Hitt, Ireland and Hoskisson explain that “creating value for customers is the source of above-

average returns for a firm.” Starbucks is able to create value for its customers by way of providing them

with a memorable experience. The company utilizes its capabilities and core competencies effectively to

do so. Starbucks has many capabilities is different functional areas of the company. Firstly, they claim to

have the best transportation rates in the industry. This is paired with a very accurate forecasting process to

determine which store needs a shipment and when to maximize the efficiency of Starbucks’ supply chain.

Human resource department works effectively as the partners (employees) are motivated and empowered

by their work. Starbucks has a significantly lower barista turnover rate than the industry average which

can be attributed to higher wages, health insurance and an employee stock option plan. Starbucks has

expertly marketed their brand through being the first to brand coffee carts and by building partnerships.

They have innovatively merchandised their product with a mail order program called Encore.

Management has a great understanding of the business from the bottom up and is in touch with individual

stores and partners. Starbucks produces the same high quality product every time through its roasting and

blending technique and quality control methods.


The capabilities discussed above must then be matched with Starbucks resources to establish core

competencies. Resources can be tangible or intangible. Starbucks’ tangible resources would be their

financial capabilities, high quality coffee, real estate, roasters and many more. Intangible resources would

be the knowledge and skill the baristas hold, effective organizational culture, brand name, the quality in

their products and so on.

For a capability to be a core competency it has to be valuable, rare, costly to imitate and

nonsubstitutable. Consider Starbucks’ high quality coffee; it is valuable to customers and it is rare as no

other company possess the same coffee. It would also be costly to imitate as Starbucks has completed

research to develop their coffee. The coffee is however substituatable by its competitors such as Second

Cup or A.L. Van Houtte. With this said, it can be concluded that Starbucks’ coffee is a core competency

than provides the company with a sustainable competitive advantage. Starbucks’ baristas, mail order

program Encore and roasting and blending process also meet these criteria and are therefore core

competencies.

Through discussing Starbucks’ resources, capabilities, and core competencies we can now

analyze the company’s value chain.

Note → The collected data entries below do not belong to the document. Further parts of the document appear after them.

PR #6569, opened 2026-04-22
Remove 'slow_test' unittest marker

snejus:
## Remove `slow_test` unittest marker

Removes the `slow_test` decorator and its supporting `SKIP_SLOW_TESTS` env-var mechanism entirely. All previously "slow" test classes now run unconditionally.

**Changes:**
- Deletes `slow_test()` helper from `beets/test/_common.py`
- Removes all `@_common.slow_test()` usages across test files
- Updates `CONTRIBUTING.rst` to drop the `SKIP_SLOW_TESTS` documentation

Just doing some plumbing removing some unused noise from tests.

### DIFF
--- a/CONTRIBUTING.rst
+++ b/CONTRIBUTING.rst
@@ -315,13 +315,6 @@ Use ``poe`` to run tests:
 
     $ poe test [pytest options]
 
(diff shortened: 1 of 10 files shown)


semohr (approved):
Thanks!

PR #1877, opened 2018-03-09
fix #1683: Don't hide "Old" notifications when there are no notificat…

### LINKED ISSUE #1683: [$60] Don't hide "Old" notifications when there are no notifications displayed in the notifications drop-down
### Expected behavior
I want to see all notifications I haven't dismissed in the notifications drop-down.

If there are older notifications that are not displayed, when I dismiss my notifications I want to see them into the drop down instead.

The dropdown menu should never be empty when there are notifications that are not dismissed.

### Actual behavior
The dropdown menu shows nothing, but there is a link for "Older" notification.

screen shot 2018-02-01 at 7 29 54 am

At the notification center I can't see any of the notifications - all are hidden.
screen shot 2018-02-01 at 7 24 29 am

zjuasmn:
…ions displayed in the notifications drop-down

fix #1683


gondzo:
I don't think this one is correct - we should simply show 5 latest notifications in the dropdown and the rest can be viewed in the notifications center by clicking the view older notifications

gondzo:
@zjuasmn can you please update the PR?

PR #1951, opened 2018-04-10
[Production Deployment] hotfix: v5 deployment - changes in tc-notifications endpoints.

sachin-maheshwari:


vikasrohit:
Can we create a another PR against dev for the same changes? And merge that in dev and verify that it works in dev env.

vikasrohit:
I think we are okay @sachin-maheshwari. @RishiRajSahu reminded me that these changes are already in dev and seems to work fine.

Issue #2036, opened 2018-06-13
Phase card header background color is not correct


vic-topcoder:
Change the color to match the design specification, it is light gray. Right now the card is white.

![screen shot 2018-06-13 at 9 47 13 am](https://user-images.githubusercontent.com/8484061/41365670-df94d000-6eee-11e8-9403-a4fba85b7944.png)

There are also visual artifacts in the styling that need to be cleared - rounded corners, missing drop shadows, lines.

Current implementation:
![screen shot 2018-06-13 at 9 48 39 am](https://user-images.githubusercontent.com/8484061/41365897-7f6d0a02-6eef-11e8-8736-3470a0afe966.png)

Expected (design):
![screen shot 2018-06-13 at 9 49 55 am](https://user-images.githubusercontent.com/8484061/41365905-86b25f1a-6eef-11e8-9a03-9359117fb452.png)

gondzo:
looks good. closing

PR #2067, opened 2018-06-20
correct phase card header background and other styles #2036

sumitdaga:
@gondzo  @RishiRajSahu


RishiRajSahu:
LGTM. @gondzo please review from your side too.

Issue #2059, opened 2018-06-18
Verify if very old discussions tab is visible after project plan changes


vikasrohit:
We used to have a separate tab for non customer facing discussions which was discarded later on, however, few old projects are still using that tab for communication between managers and copilots. We need to validate that if that tab is still available after refactoring done for project plan.

fyi @RishiRajSahu

vikasrohit:
Verified and it is working however, style for the edit icon is off.

https://connect.topcoder-dev.com/projects/6404/discussions can be used for testing in dev.

<img width="1280" alt="screen shot 2018-06-18 at 3 30 08 pm" src="https://user-images.githubusercontent.com/2417632/41530075-9cfdff56-730c-11e8-8ea6-2600836b9fb1.png">

sumitdaga:
@vikasrohit  @RishiRajSahu 
![discussions tab test 18-06-2018 15_26 - topcoder - google chrome 2018-06-20 15 19 00](https://user-images.githubusercontent.com/7769148/41651151-7d573a40-749d-11e8-9e48-897e702d4e05.png)

this is how it looks to me and the dropdown menu position also seems wrong to me when the icon is clicked

sumitdaga:
i am hoping my PR fixes this issue without causing any side effect

RishiRajSahu:
@sumitdaga replied on PR

RishiRajSahu:
Closing. Pushed to Dev.

PR #2070, opened 2018-06-20
fix edit icon in old discussions tab #2059

sumitdaga:
@gondzo  @RishiRajSahu


RishiRajSahu:
screen shot 2018-06-21 at 1 06 32 pm

@sumitdaga I think this broke the dropdown for Topic

Issue #2039, opened 2018-06-13
Messages with a time gap of 10+ min should show the avatar and time stamp.


vic-topcoder:
### Expected behavior
When a user posts multiple messages and the time difference between them is bigger than 10 minutes, the messages should not be bundled. The messages with a time gap of 10+ min should show the avatar and time stamp.

### Actual behavior
All messages by the same author are bundled regardless of time interval between them

![screen shot 2018-06-13 at 4 23 59 pm](https://user-images.githubusercontent.com/8484061/41383584-4ed8e730-6f26-11e8-917b-ee43ea321536.png)

Expected (mock design):
![screen shot 2018-06-13 at 4 27 45 pm](https://user-images.githubusercontent.com/8484061/41383670-c0a61c34-6f26-11e8-9916-8d7006ba25a8.png)

sumitdaga:
@vikasrohit  @RishiRajSahu @gondzo  
also in mobile no matter the time difference between successive posts by the same user, they are all rendered separately with user avatar and time stamp as of now ...
should this remain as it is on mobile for now? or something else ?

gondzo:
I think we should follow the same logic in mobile. Can you confirm @RishiRajSahu

vikasrohit:
Yes, same logic of grouping messages in 10 minutes should be applicable to both desktop and mobile versions.

sumitdaga:
ok, i will update the PR accordingly ...
just to be sure ...it was not at all grouped on mobile till now (all posts were separate) ...
not sure if it was by mistake or intentional ...
but we want the same behaviour on both mobile and desktop?

RishiRajSahu:
Yes, same behaviour for mobile as well.

gondzo:
looks good. merged to dev. closing

vikasrohit:
@gondzo what made us to reopen this issue?

RishiRajSahu:
was partially committed earlier, now its fixed and merged to dev. Closing.

PR #2071, opened 2018-06-20
messages by same user with time gap of 10min + show separately with a…

sumitdaga:
…vatar and time stamp #2039 

@gondzo  @RishiRajSahu


RishiRajSahu:
@sumitdaga Test all the cases for bundling

Issue #2034, opened 2018-06-13
New post card doesn't display all formatting correctly.


vic-topcoder:
### Expected behavior
Post cards should display the formatting correctly, supporting all the options we enabled with the new composer (old composer with extended formatting)

### Actual behavior
Only Underline works, check the post with formatting on https://connect.topcoder-dev.com/projects/6398
![screen shot 2018-06-13 at 9 42 38 am](https://user-images.githubusercontent.com/8484061/41365522-73e5ba22-6eee-11e8-98a8-f1e53c0b48eb.png)

gondzo:
Here are the styles we had previously https://github.com/appirio-tech/connect-app/blob/b31dd8a8d3fc1b2ec74c61cc053c4dbfc266663b/src/components/Feed/draftjs.scss#L86

can you check why are they not applied anymore and bring them back if necessary

sumitdaga:
@gondzo  
also it would be helpful if you could may be point me to a commit when this was working

gondzo:
It was working at commit b31dd8a8d3fc1b2ec74c61cc053c4dbfc266663b

RishiRajSahu:
@rmjmccormick working fine in dev now. closing.

PR #2074, opened 2018-06-21
fixes post card formatting, both desktop and mobile #2034

sumitdaga:
@gondzo @RishiRajSahu  
i think this should do it ...for both desktop and mobile


RishiRajSahu:
LGTM.

Issue #1731, opened 2018-03-01
[$60] Creating a new project from continuation does not redirect to Dashboard.


vic-topcoder:
_From @macs054 on February 18, 2018 12:17_

### Reported URL ###
https://connect.topcoder-dev.com/new-project/app

### Reproduction Steps ###
Go to https://connect.topcoder-dev.com/
Login as pshah_manager/topcoder123
Open new project window (Create new project app)
Select App
Type anything on the Project Name
Close the new project window
Open new project window
Click 'Continue where I left off'
Complete the required fields
Click Continue
Message will appear that project is created

### Expected Result ###

After the project is created the user must be redirected to the new project's dashboard.

### Actual  Result ###

The page stays put after the project is created which is not the usual behavior when creating a new one.

### Screencast ###

https://youtu.be/clhuUpg3tws

### Issue Information ###

Frequency: Always

Device: Desktop

OS: Windows 10

Browser: Chrome 64.0.3282.140, Edge 38.14393.0.0, Firefox 58.0.2

_Copied from original issue: topcoderinc/connect-test-cycle-1#217_

Huiqi:
I would like to work on it. But I can't assign it to myself. Any one can give me the permission please?

Huiqi:
But I found this bug can not be reproduced. Maybe it has been fixed?

Saoskia:
Definitely not fixed, I just reproduced it myself.

narekcat:
I couldn't find solution, something mysterious.

PR #2136, opened 2018-07-05
fix #1993 Seems like project is not being removed from the local storage …

### LINKED ISSUE #1993: [$60] Seems like project is not being removed from the local storage after creation
### Expected behavior
Ideally, it should remove the project from the local storage once the new project is created.

### Actual behavior
Even after successful creation of a project, we can see the same project still present in the local storage.

- Create a new project
- Click on new project button immediately after successful creation of the first project.
- Notice that you are represented with incomplete project screen which signifies that we still have the project data in local storage.

--

#### Environment
- OS: Any
- Browser (w/version): Any
- User role (client, copilot or manager): Any
- Account used: N/A

zjuasmn:
…after creation

Related to #1731.
When user navigate from project detail to create new project page, these two page refer to the same project object in redux store, So the current condition would not consider it successfully created.

The delay execution of `history.push` is to let user see notification after they creating project.

### DIFF
--- a/src/projects/create/containers/CreateContainer.jsx
+++ b/src/projects/create/containers/CreateContainer.jsx
@@ -63,7 +63,8 @@ class CreateContainer extends React.Component {
   constructor(props) {
     super(props)
     this.state = {
-      creatingProject : false,
+      creatingProject: false,
+      createdProject: false,
       isProjectDirty: false,
       wizardStep: 0,
       updatedProject: {}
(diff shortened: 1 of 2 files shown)


zjuasmn:
also fix #2151

gondzo:
@zjuasmn when clicking the create project button, this will show the loading indicator, then briefly show the new project wizard again and then finally the project details page (loading indicator and then the project page). 
What we need is just loading indicator and target page.

zjuasmn:
@gondzo done.

gondzo:
@zjuasmn looks better. there is some issue with alerts being shown without styling in between the transition, see https://www.screencast.com/t/bf65IcdC

Also, let's remove 
```
if (this.state.createdProject) {
+      return null
+    }
```
and set 
```
<EnhancedCreateView ...
processing={ this.state.creatingProject || this.state.createdProject}
```

zjuasmn:
@gondzo I try trigger `Alert.success` in create view and found that the style is same with that in your video. The alert box style is customized in <https://github.com/appirio-tech/connect-app/blob/dev/src/styles/vendors/s-alert-default.scss>.

Shall I change the style to base on default style in `react-s-alert`?

gondzo:
good catch. can you investigate & fix alerts as well?

zjuasmn:
@gondzo Alert works now.
image

PR #2140, opened 2018-07-05
fix #1954 Search results are not visible on any status filter other...

### LINKED ISSUE #1954: [$30] Search results are not visible on any status filter other than 'All Projects'
### Expected behaviour
Should show search results in all project status filters.

### Actual behavior
It does not apply the text filter with any specific project status filter except 'All Projects'.

- Login into Connect as manager.
- Make sure you have a project status filter, other than 'All Projects', selected.
- Now do a text search from the top bar.
- Notice there is no effect of search on the projects shown in the grid. Now if you select 'All Projects' filter, it would show you the search results.

#### Environment
- OS: Any
- Browser (w/version): Any
- User role (client, copilot or manager): manager
- Account used: vikasrohit

fyi @vic-topcoder @jpoarch @gondzo I think we should fix the text message in case of no results found something like 'No results found with current search criteria, please try relaxing the filters' because without such information user might be confused when he/she searches from top bar while being on particular status filter and there is no result for that particular status but there are results for different project status. User might miss to click on appropriate status filter unless we notify them with more detailed message.

jankyzhang:
screencapture-localhost-3000-projects-2018-07-05-16_24_11

### DIFF
--- a/package-lock.json
+++ b/package-lock.json
@@ -341,10 +341,21 @@
         "react-textarea-autosize": "^5.2.1",
         "react-transition-group": "^2.2.1",
         "redux-thunk": "^2.1.0",
-        "tc-ui": "git+https://github.com/appirio-tech/tc-ui.git#8dcc15b5c2aca91cd8deecb523523dae2856e6ef",
         "uncontrollable": "^4.0.1"
       },
       "dependencies": {
+        "fbjs": {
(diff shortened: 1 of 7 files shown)


jankyzhang:
screencapture-localhost-3000-projects-2018-07-05-23_03_12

Hitt et al. explains that a value chain consists of value chain activities

such as supply chain management, operations, distribution, marketing, and follow up service. In order for

these activities to create value for customers support functions such as finance, human resources and

management information systems are required. From exhibit 7, we see that Starbucks has enjoyed a

steady increase in net earnings from 1994-1996 and has projected that they will continue to rise. As

previously discussed the human resource department is efficient and effective. Starbucks has been

successfully managing its value chain activities. However, there is no indication from the case that

Starbucks provides any follow-up service which may be attributed to the fact that their product is usually

consumed immediately.

Starbucks should once again turn down McDonald’s. Starbucks has partnered with companies

which can serve Starbucks coffee in locations where Starbucks otherwise would not be able. These

partnerships were essential for Starbucks to expand their number of customers they can reach. Where
McDonald’s has stores, Starbucks can too. If the company chose to partner with McDonald’s it could

mean less customers walking into a Starbucks store. This could lead to a loss in revenues as there would

be fewer customers to purchase their snack items, coffee mugs and coffee beans. Starbucks must also

consider what partnering with a fast food franchise will do their brand and perception of their quality.